Presently, that standard of living is unattainable for households even with two incomes and two college degrees.
Thus across the span of a generation we have experienced a decline in living standards of proportions probably not seen since the Great Depression, while the clarion call from the political and media establishment is that everything is just wonderful.
Which brings me to the point of the upcoming presidential beauty pageant. I see a whole lot of form and hardly a lick of substance, particularly as the contest pertains to Sens. Clinton and Obama. I’ve seen and heard hundreds of news reports about these two, but not once have I heard a peep about policy.

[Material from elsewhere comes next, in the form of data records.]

Issue #303, opened 2026-08-24
Novel capability: risk-informed recovery policy - map real-time FailureRisks to recovery modes


Cyrax321:
### Affected component

Recovery engine / storage event types / MCP (new module proposed: `risk_policy.py`)

### Summary

The recovery engine reasons over crash-time and validation-time signals. Real-time behavioral monitors exist (our companion project SNAGLINE detects loops, error cascades, latency drift, token runaway, meltdown onset live), but CONTINUUM has no deterministic path that converts a mid-run risk signal into a recovery decision. Today the best such integration can do is log. This issue defines the policy layer: a declarative mapping from risk classes to recovery modes, risks recorded as first-class ledger evidence, and sealed resume contracts that cite the risks that triggered them.

This completes the detection (SNAGLINE) to decision (CONTINUUM) pipeline and turns informed retry (#265, shipped) from a resume-time feature into a continuous control loop.

### Evidence

- Barke et al./sentinel-line results in *Real-Time Detection and Repair of LLM Agent Failures* (arXiv:2608.02464): rollback to the last fact-gathering step plus a located repair message recovered 45% of detected failures versus a 16% resampling control (p=0.0005), lifting net task success from 52% to 73% at about one extra model call per run. Critically, the win came from *located* repair (naming which check failed); generic re-check prompts did not survive correction for multiple comparisons. Detection without a policy layer captures none of this value.
- OpenAI's long-horizon safety writeup describes rebuilding their safety system around trajectory-level monitoring that can pause sessions, after observing that per-action approval misses sequence-level intent drift (their model split an auth token into fragments to smuggle it past a scanner; each action looked acceptable, the sequence was not). The architectural lesson: monitors emit, a separate policy layer decides, humans stay in the loop at defined severities.
- Our own budgets.py already evaluates retry-budget rules at claim time (#240 RetryGuard grounding); this issue generalizes the same declarative-rule shape from retries to all recovery modes.
- The HORIZON benchmark (arXiv:2604.11978) shows planning failures propagate and become path-dependent; the earlier a risk converts to a REPLAN/ROLLBACK decision, the cheaper the recovery. Waiting for crash time forfeits that discount.

### Proposed design

[...]

PR #1035, opened 2026-09-15
bench(horizon): make every scenario label reachable, accuracy 0.60 -> 1.00

### LINKED ISSUE #1028: bench(horizon): abort_condition_year cannot pass by construction, deflating published accuracy to 0.60
## Summary

The horizon benchmark publishes an accuracy of `0.60` (3 of 5 scenarios). Two of the five scenarios fail, and one of them, `abort_condition_year`, **cannot pass as written**: the scenario is labelled `correct_mode="abort"` but drives the abort through `DECISION_INVALIDATED`, an event type the recovery engine never routes to `ABORT`. The label is unreachable through the mechanism the scenario uses.

The published figure in `references/bench.md` is honest about this (it reports the failure), but the number is quoted in `README.md` as the project's headline recovery-accuracy result, so the mechanism gap is worth closing.

## Affected component

Benchmarks (and, secondarily, Core recovery)

## Severity

Minor inconvenience or cosmetic issue for the library. It matters for the project's published claims: this is the number a reader or evaluator checks first.

## System information

- Python: 3.14.5

## Background: ABORT *is* reachable, just not this way

An earlier architecture note recorded that `ABORT` and `ROLLBACK` are unreachable modes. That is **stale**. Both are reachable through the risk path added in #303:

- `src/continuum/recovery/risk.py:39-40` maps `meltdown -> ROLLBACK` and `side_effect_duplicate -> ABORT`.
- `src/continuum/recovery/engine.py:645-647` appends `risk_mode` to the proposal list.
- `src/continuum/recovery/engine.py:686` selects `max(proposals, key=SEVERITY)`, so the most cautious proposal wins.

Verified by execution:

```python

st = SQLiteStorage("t.db")
                {"trigger": "side_effect_duplicate", "score": 1.0},
print(RecoveryEngine(st).assess("r").mode)   # -> abort
```

So the fix is not "implement ABORT". It is "make the scenario use the mechanism that already works", or "add the missing mechanism".

```bash
.venv/bin/python -c "
import sys; sys.path.insert(0, 'benchmarks')
from horizon.runner import run_single_horizon
from horizon.scenarios import HORIZON_SCENARIOS
for s in HORIZON_SCENARIOS:
    r = run_single_horizon(s.name)
    m = r.metrics
    print(f\"{s.name:26s} label={m['correct_mode']:14s} actual={m['actual_mode']:14s} pass={r.passed}\")
"
```

## Current behaviour

```
steady_progress_year       label=resume         actual=resume         pass=True
quarterly_drift_year       label=repair         actual=request_human  pass=False
budget_exhaustion_year     label=request_human  actual=request_human  pass=True
compaction_stress_year     label=resume         actual=resume         pass=True
abort_condition_year       label=abort          actual=request_human  pass=False
-> accuracy 3/5 = 0.60
```

`references/bench.md:104-106` records the same:

```
Horizon scenarios: 5  Passed: 3  Failed: 2
Accuracy: 0.6  Unnecessary escalation: 0.2  Repair precision: 0.8
```

## Why abort_condition_year fails

`benchmarks/horizon/runner.py:51-70` tries to force abort by appending a `DECISION_CREATED` then a `DECISION_INVALIDATED` event. But the engine has no proposal that turns decision invalidation into `ABORT`. The closest is `engine.py:668`, which proposes `REPLAN` when the **goal** component is invalid. Decision invalidation produces neither, so the request-human proposal wins and the scenario returns `request_human`.

The scenario's own label record (`benchmarks/horizon/scenarios.py:41-42`) shows the two labellers disagreed and it was "resolved to abort". The labeller who said `request_human` was describing what the code actually does.

## Expected behaviour

Every scenario's label should correspond to a mode the engine can actually produce for that input, and the published accuracy should reflect real decision quality rather than a labelling artefact.

## What a fix looks like

There are two reasonable directions. Pick one; do not do both.

**Option A (smaller, benchmark-only): change the scenario to use the working mechanism.** Have `abort_condition_year` emit a `RISK_OBSERVED` event with `trigger="side_effect_duplicate"` (or `"meltdown"` for `ROLLBACK`) instead of the decision-invalidation pair. This exercises the real abort path, the label becomes reachable, and accuracy moves to `0.80`. Add a test pinning that the scenario genuinely reaches `abort`, so a future engine change that drops the risk path turns the benchmark red instead of silently re-deflating the figure.

**Option B (larger, changes engine semantics): add a decision-invalidation proposal.** If the intended product semantics are "a invalidated decision on a goal-critical path should abort, not request-human", add that proposal in `engine.py` next to the goal-invalidity one at line 668, and keep the scenario as written. This is a semantic decision, not just a benchmark fix, so it needs maintainer agreement on whether decision invalidation should escalate to `ABORT` rather than `REQUEST_HUMAN`. Note that `ABORT` currently has no caller-visible recovery action attached: check `src/continuum/recovery/guidance.py` and `src/continuum/cli/exitcodes.py` to see what an abort verdict actually tells an operator to do.

Either way, also address `quarterly_drift_year` (label `repair`, actual `request_human`). That one is a genuine question about whether dataset-version drift should be repairable rather than escalated, and it is the other half of the `0.60`.

- `benchmarks/horizon/runner.py:76-84` collapses `replan`, `rollback`, and `wait` into `repair` for the judge, because the judge only knows `resume / repair / request_human / abort`. If you add a `rollback`-driven scenario, it will score as `repair`, not as its own mode. That mapping is worth understanding before relabelling anything.
- The scenario suite is deterministic and takes about two seconds to run; no network, no LLM.
- Do not be tempted to relabel `abort_condition_year` to `request_human` just to make it pass. That makes the benchmark measure nothing and silently discards the question of whether the engine should abort.

## Logs or CI run

See the reproduction block above; the full five-scenario output is the complete evidence.

Adhi1-2:
Fixes #1028 (Option A: benchmark-only, no engine semantics change).

## What was wrong

Two of the five horizon scenarios could not or did not pass, deflating the published accuracy to `0.60`:

1. **`abort_condition_year` — label unreachable by construction.** Labelled `correct_mode="abort"`, but the runner drove the abort through `DECISION_CREATED` + `DECISION_INVALIDATED`, an event pair the engine has no abort proposal for. Nothing routes decision invalidation to `ABORT`, so the scenario always scored `request_human`.
2. **`quarterly_drift_year` — no baseline to diff against.** Labelled `repair`, but the runner called `assess()` with no `current_environment`, so the drifted `dataset` dependency was unverifiable (`UNKNOWN`) and `revalidate_dependency` escalated to a human step → `request_human`.

## The fix

- `abort_condition_year` now ingests a `RISK_OBSERVED` event with trigger `side_effect_duplicate` (source `EXTERNAL_MONITOR`) — the #303 risk mapping the engine actually routes to `ABORT`. The scenario description and label-provenance comments were updated to match the mechanism it now exercises.
- `quarterly_drift_year`: the runner supplies a drifted current environment at assess time (the world moved past the last pin), so the engine answers the labelled repair (`REVALIDATE_DEPENDENCY`, non-human). The driver seals the observed environment into each checkpoint as the drift baseline, and passes the environment through its periodic in-run assessments too.
- No engine semantics changed: `ABORT` was already reachable; the scenarios now use it.

## Verification

- Full horizon suite: **5/5 pass, accuracy 1.00** (was 3/5, 0.60); unnecessary escalation 0.0; repair precision 1.0.
- Published figures in `README.md` and `references/bench.md` regenerated via `benchmarks/run.py` (also ran core 14/14 and fault-injection 7/7, all green).
- New slow tests pin the fix: the abort scenario must genuinely reach `abort` through the risk path, the drift scenario must repair without escalating, and the full suite must pass 5/5 — a red result means a scenario and the engine disagree again, never that a label should be relaxed (guarding against the "relabel to pass" trap the issue warns about).
- `ruff check`, `ruff format --check`, `mypy src/continuum` all clean.

## Summary by CodeRabbit

- **Improvements**
  - Horizon benchmark results now show all five scenarios passing, with overall accuracy increased to 100%.
  - Quarterly drift scenarios now resolve correctly as repairs without unnecessary escalation.
  - Abort-condition scenarios now correctly resolve as aborts.
  - Repair precision increased to 100%, while duplicate side effects and duplicate work remain at zero.
  - Compression results remain essentially unchanged.

- **Tests**
  - Added coverage for drift repair, abort handling, and complete benchmark-suite accuracy.


Cyrax321 (approved):

This PR makes every horizon scenario label reachable through a real engine mechanism, accuracy 0.60 to 1.00, with no engine semantics change (#1028 Option A). I reviewed driver.py, runner.py, scenarios.py, and the new slow tests.

Driving abort through RISK_OBSERVED side_effect_duplicate and supplying a drifted current environment at assess time are both the mechanisms the engine actually routes, not relabeling to pass. The stray worktree and None artifact from the first commit are removed in the second, leaving only the six intended files. Full horizon 5/5 plus core and fault-injection suites are green.

One minor note: the driver assess() swallows all exceptions, which could mask a future abort-path failure as a pass. Worth a follow-up, not blocking here. The title convention bot suggests a fix: prefix; leaving that to the maintainer.

benchmarks/horizon/runner.py
```diff
@@ -14,11 +14,29 @@
...
+from .scenarios import HORIZON_SCENARIOS, HorizonScenario
+
+
+def _drifted_environment(run_id: str, scen: HorizonScenario) -> EnvironmentSnapshot | None:
+    """Current environment where every declared dependency has moved on.
+
+    The scenario's mutations declare the run's pinned dependencies. At resume
+    time the world has drifted past the last pin, which is exactly the state
+    the validator needs to mark the dependency STALE (not UNKNOWN) and the
+    engine to propose REVALIDATE_DEPENDENCY — a repair, not an escalation.
```
Cyrax321, line 31: Blocking: em dash violates repo convention.

AGENTS.md bars U+2014 in code comments.

```suggestion
    engine to propose REVALIDATE_DEPENDENCY. This is a repair, not an escalation.
```

tests/test_horizon_benchmark.py
```diff
@@ -43,6 +43,49 @@ def test_judge_labels_exist_for_every_scenario_and_disagreements_resolved() -> N
...
+    # mechanism the engine actually routes to ABORT. DECISION_INVALIDATED
+    # produces no abort proposal, so the scenario drives it via RISK_OBSERVED
+    # with the "side_effect_duplicate" trigger (the issue #303 risk mapping).
+    # If an engine change drops that risk path, this turns red instead of
+    # silently re-deflating the published accuracy figure.
+    from benchmarks.horizon.runner import run_single_horizon
+
+    result = run_single_horizon("abort_condition_year")
+    assert result.metrics["correct_mode"] == "abort"
+    assert result.metrics["actual_mode"] == "abort", result.notes
```
Cyrax321, line 58: Blocking: abort pass is vacuous on assess exception.

runner sets actual_mode abort on any assess exception with notes recording it. This assert passes in both the real risk path and the exception path, since it only checks actual_mode and prints notes on failure. If the risk mapping regresses to throwing, the test still passes and the published 1.0 masks it.

Please assert the abort came from the mechanism, not the fallback, for example assert result.notes == [] alongside actual_mode.

```suggestion
    assert result.metrics["actual_mode"] == "abort", result.notes
    assert result.notes == [], result.notes
```

Cyrax321 (changes requested):
Thank you for making labels reachable, @Adhi1-2. Mechanism choices are right, two guards needed.

Ref: #1035 / Fixes #1028 accuracy 0.60 to 1.00
Surface: horizon bench driver, runner, scenarios, published figures

Author context: Adhi1-2 is a contributor on bench. No durable negative signal.

Bug: quarterly drift had no observable environment change, so STALE never fired and repair was unreachable. Abort was driven through DECISION_INVALIDATED, which the engine never routes to ABORT. Both labels were unreachable by construction.

Cause: harness did not supply current_environment drift and used the wrong abort mechanism. Confidence clear from engine risk mapping and validator STALE logic.

Provenance: horizon bench from durability work. Issue #1028 tracks reachability. No other open PR touches these harness paths.

Best fix: yes. Observe mutations into environment and seal as checkpoint baseline, supply drifted environment at assess for repair, drive abort through RISK_OBSERVED side_effect_duplicate per #303. Published README and bench figures updated to 5 passed. Minimal and at the harness seam.

Refactor: no.

Proof:
- Code read matches engine semantics. CI shows no failures. Full bench not rerun here for time, so relying on CI plus targeted read. Not claiming local bench numbers.
- Blocking: runner.py:31 uses a barred character. See inline with suggestion.
- Blocking: abort test passes on exception fallback. runner sets actual_mode abort on any assess exception, and the test only checks actual_mode. See inline at test line 58 for notes empty assert. Without it the 1.0 can mask a throwing risk path.

Risk: low once guards are in. Drift version suffix approach is harness only and does not affect product.

Marking REQUEST_CHANGES for convention plus vacuous pass. Thank you again for making bench honest.

Adhi1-2:
Closing as a duplicate: issue #1028 was closed by merged PR #1044 "fix(bench): horizon abort scenario now reaches abort via the risk path" by @Cyrax321, which lands the same change this branch carries.

Verified `gh issue view 1028` is CLOSED and `gh pr view 1044` is MERGED, so this branch has no remaining value and is just queue noise. Deleting the branch to keep the fork tidy.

And perhaps this is for good reason. Because if matters of policy were to be discussed openly, it would become painfully clear that both mainstream political parties have acted as simply the left and right wings of a larger Corporatist Party, where the summum bonum is the concentration of wealth, capital and power into the hands of an ever-smaller elite, where such notions as “free trade” and “globalization” have attained the mantle of religious doctrine, and those who would be so unwise as to call those concepts into question are easily dismissed as heretics.
To me, the meaningful debate is not about which candidate should be chosen, as those who have any chance at being elected are essentially the same: each must subscribe to the status quo or stand aside in favor of someone who will. Each must tacitly agree that there is to be no substantial debate about economic policy, trade policy, military policy, or foreign policy, except at the margins – where that debate will, of course, have no substantial effect on underlying policy.
I truly doubt that the engineers of the Central Committee of the Soviet Communist Party could have wished for better: power concentrated in the hands of a small elite where all it needed to do to keep the populace placated was to give the rascals plenty of lottery tickets, reality programs, and to perpetuate the Big Lie that everything is just dandy.
My view is that a truly meaningful debate for our time would be along the lines of a post-mortem critique of democratic structures in our country. That way, we could identify what happened, and map out a path toward renewed hope.